The application of finite element techniques in the design of timber structures

Abstract

Structural timber exhibits significantly greater variability in strength properties, both within individual members and between different members, particularly when compared to other structural materials. Eurocode 5, the code which governs the design of timber structures, is based on the limit state concept combined with a partial factor method. From previous studies and tests which have been carried out in the past, discrepancies arise from the predictions to the outcome results of tests done in the laboratory. This may be the cause of several factors which the code does not consider such as defects in timber, openings made within the element and its drying process which significantly impact the material's final strength. Through the use of Finite Element software-based design one can model the ideal timber structure, analyse it and design it. In fact, after conducting a comprehensive analysis and comparison of the results, a statistical model can be developed to predict the structural behavior of timber elements. This dissertation investigates the accuracy of reproducing laboratory test results for compression, tension and bending loads performed on timber structures by Farrugia (2023).
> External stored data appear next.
PR #2295, opened 2026-03-16
fix(deps): update module github.com/getkin/kin-openapi to v0.134.0 (go.mod)

ilia-rassadin-rn:
In kin-openapi v0.134.0, Discriminator.Mapping changed from map[string]string to StringMap[MappingRef], where MappingRef is type MappingRef SchemaRef (a struct with a Ref string field). See https://github.com/getkin/kin-openapi/pull/1108

This caused a compile error in generateUnion where v (MappingRef) was compared directly against element.Ref (string). Fix by comparing v.Ref instead.

Bump kin-openapi dependency to v0.134.0.


corani:
This would fix https://github.com/oapi-codegen/oapi-codegen/pull/2292, which is currently blocking us from upgrading github.com/getkin/kin-openapi to v0.134.0 in our projects. A patch release for `oapi-codegen` containing this change would be highly appreciated!

jamietanna:
Please can you make sure you've updated all the references? 

Replaces https://github.com/oapi-codegen/oapi-codegen/pull/2292

jamietanna:
We likely won't do a patch release due to changes already on `main`, but it'll be possible for folks to pin to `main`'s commits until the next release

jamietanna (approved):

ilia-rassadin-rn:
Thanks!

sonasingh46:
Thank you for the fix. Just hit this issue and reached here.

corani:
> We likely won't do a patch release due to changes already on `main`, but it'll be possible for folks to pin to `main`'s commits until the next release

Do you have any idea when the next release would be?

jamietanna:
No plans - companies sponsoring us to be able to put more time towards a release schedule would be appreciated!

https://github.com/oapi-codegen/oapi-codegen?tab=readme-ov-file#pinning-to-commits

PR #2299, opened 2026-03-23
Propagate external refs into allOf

### LINKED ISSUE #2288: allOf with cross-file  does not qualify nested type references from source schema
### Description

When using `allOf` to extend a schema from another file, oapi-codegen flattens the fields correctly but does not qualify nested type references that originate from the source schema's file. This produces uncompilable Go code.

### Reproduction

Given two OpenAPI spec files with an `import-mapping` configured:

**`api/common/openapi.yaml`**
```yaml
openapi: 3.0.0
info:
  title: Common
  version: 0.1.0
paths: {}
components:
  schemas:
    Role:
      type: string
      enum: [admin, user]
    User:
      type: object
      required: [id, username]
      properties:
        id:
          type: string
        username:
          type: string
        roles:
          type: array
          items:
            $ref: '#/components/schemas/Role'
```

**`api/service/openapi.yaml`**
```yaml
openapi: 3.0.0
info:
  title: Service
  version: 0.1.0
paths: {}
components:
  schemas:
    EnrichedUser:
      allOf:
      - $ref: '../common/openapi.yaml#/components/schemas/User'
      - type: object
        properties:
          extra_field:
            type: string
```

**`api/service/types.yaml`** (codegen config)
```yaml
package: service
generate:
  models: true
output: types.gen.go
import-mapping:
  '../common/openapi.yaml': common github.com/example/api/common
```

### Expected behavior

Generated `EnrichedUser` should qualify the `Role` reference via the import mapping:

```go
type EnrichedUser struct {
    ExtraField *string        `json:"extra_field,omitempty"`
    ID         string         `json:"id"`
    Roles      *[]common.Role `json:"roles,omitempty"`
    Username   string         `json:"username"`
}
```

### Actual behavior

Generated code uses an unqualified `Role` reference:

```go
type EnrichedUser struct {
    ExtraField *string    `json:"extra_field,omitempty"`
    ID         string     `json:"id"`
    Roles      *[]Role    `json:"roles,omitempty"`  // <-- unqualified
    Username   string     `json:"username"`
}
```

This fails to compile: `undefined: Role`

### Workaround

Override the field in the `allOf` extension with a direct cross-file `$ref`:

```yaml
    EnrichedUser:
      allOf:
      - $ref: '../common/openapi.yaml#/components/schemas/User'
      - type: object
        properties:
          roles:
            type: array
            items:
              $ref: '../common/openapi.yaml#/components/schemas/Role'
          extra_field:
            type: string
```

This correctly generates `Roles *[]common.Role`.

### Version

oapi-codegen v2.6.0

mromaszewicz:
Closes: #2288

When allOf references an external schema, valueWithPropagatedRef was only rewriting direct property $refs to include the remote file path. Nested refs — array items, additionalProperties, and sub-object properties — were left as local "#/..." refs, producing unqualified Go type names that fail to compile.

Extract the propagation logic into a recursive propagateRemoteRefs function that walks Properties, Items, and AdditionalProperties, rewriting any local ref it finds. This ensures types like `*[]externalRef0.Role` are correctly qualified instead of the broken `*[]Role`.

Extend the externalref test with a User/Role/EnrichedUser scenario that exercises the array-items case from the issue report.

### DIFF
--- a/internal/test/externalref/packageA/externalref.gen.go
+++ b/internal/test/externalref/packageA/externalref.gen.go
@@ -16,18 +16,35 @@ import (
 	externalRef0 "github.com/oapi-codegen/oapi-codegen/v2/internal/test/externalref/packageB"
 )
 
+// EnrichedUser defines model for EnrichedUser.
+type EnrichedUser struct {
+	ExtraField *string              `json:"extra_field,omitempty"`
+	Id         string               `json:"id"`
+	Roles      *[]externalRef0.Role `json:"roles,omitempty"`
+	Username   string               `json:"username"`
+}
+
 // ObjectA defines model for ObjectA.
 type ObjectA struct {
 	Name    *string               `json:"name,omitempty"`
 	ObjectB *externalRef0.ObjectB `json:"object_b,omitempty"`
 }
 
+// StatusPostPayload defines model for StatusPostPayload.
+type StatusPostPayload struct {
+	Reason *string                 `json:"reason,omitempty"`
+	Status externalRef0.StatusEnum `json:"status"`
+}
+
 // Base64 encoded, gzipped, json marshaled Swagger object
 var swaggerSpec = []string{
 
-	"H4sIAAAAAAAC/4yOMcrDMAxG7/L9/xjI7q25QI8QHKMkbhNZ2OpQgu5e7BS6dOikBw896UBIuyQm1gJ3",
-	"oISVdt/wOt0o6KWi5CSUNVIT7HeqU59CcCiaIy+wDqltjFOV/5lmOPz1n37/jvfiw90vNIxFKIznnQFm",
-	"1uG7+vUFa43Ic4Ljx7Z1SELsJcIBNa5rOY29AgAA//84dUj5+QAAAA==",
+	"H4sIAAAAAAAC/5xTzW7CMAx+F2/HSIhrbkPiDNo0LghVJnEhW5pkSToNVXn3KaEIKjqp7GbX9tfvp+1A",
+	"2MZZQyYG4B0EcaQGS7k0XokjyfdAPveo9aoGvu3g2VMNHJ5m19tZfzhzKD7xQIsqOBJVuU2sA+etIx8V",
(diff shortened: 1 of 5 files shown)


mromaszewicz:
@greptileai

cdevienne:
I tested your patch with the following files, which is an extract of a bigger api in which I encountered the same issue.

cfg-api.yaml:
```yaml
package: api
output: api.gen.go
generate:
  models: true
output-options:
  # to make sure that all types are generated
  skip-prune: true
import-mapping:
  ./types.yaml: "types"
```

api.yaml:
```yaml
components:
  schemas:
    CustomerStatusPostPayloadV1:
      allOf:
        - $ref: './types.yaml#/components/schemas/CustomerStatusV1'
        - type: object
          properties:
            name:
              type: string
```

types.yaml
```yaml
components:
  schemas:
    CustomerStatusEnum:
      type: string
      enum:
        - Approved
        - Disputed
        - Suspended

    CustomerStatusV1:
      allOf:
        - type: object
          properties:
            status:
              $ref: '#/components/schemas/CustomerStatusEnum'
```

The generated files still doesn't reference the enum properly:


```go
// Package api provides primitives to interact with the openapi HTTP API.
//
// Code generated by github.com/oapi-codegen/oapi-codegen/v2 version v2.6.0 DO NOT EDIT.
package api

// CustomerStatusPostPayloadV1 defines model for CustomerStatusPostPayloadV1.
type CustomerStatusPostPayloadV1 struct {
	Name   *string             `json:"name,omitempty"`
	Status *CustomerStatusEnum `json:"status,omitempty"`
}
```

mromaszewicz:
@cdevienne , thanks for this example. I'm very minimalist with this code because this aggregate schema traversal is so fragile. Could you see if this latest PR works for you? I've reproduced your test case in our unit tests, and it failed before my changes, and passes after.

cdevienne:
@mromaszewicz Tested it, it works!

I have another similar issue though, will report it separately.

Thanks a lot

cdevienne:
Just in case, the similar issue I got is: #2308

PR #2300, opened 2026-03-23
chore(examples): update jwx to v3

lestrrat:
github.com/lestrrat-go/jwx (v0 or v1) is no longer supported. If you can, please use github.com/lestrrat-go/jwx/v3


mromaszewicz:
Awesome, thank you! It's an honor to get a PR from you. I've been using your JWT code since forever.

Average results from laboratory tests were modelled in the FE program LUSAS (2020). The curves obtained were plotted against the averaged laboratory results to confirm accuracy. The final results obtained for the compression, tension and bending tests were then compared to the University of Stuttgart, 'Guidelines for a Finite Element-Based Design of Timber Structures' (2022). The FEA results aligned well with the laboratory results in all tests, resulting in a relative difference of less than 0.5 in all tests performed, suggesting that the models comply with the guidelines in terms of overall behaviour.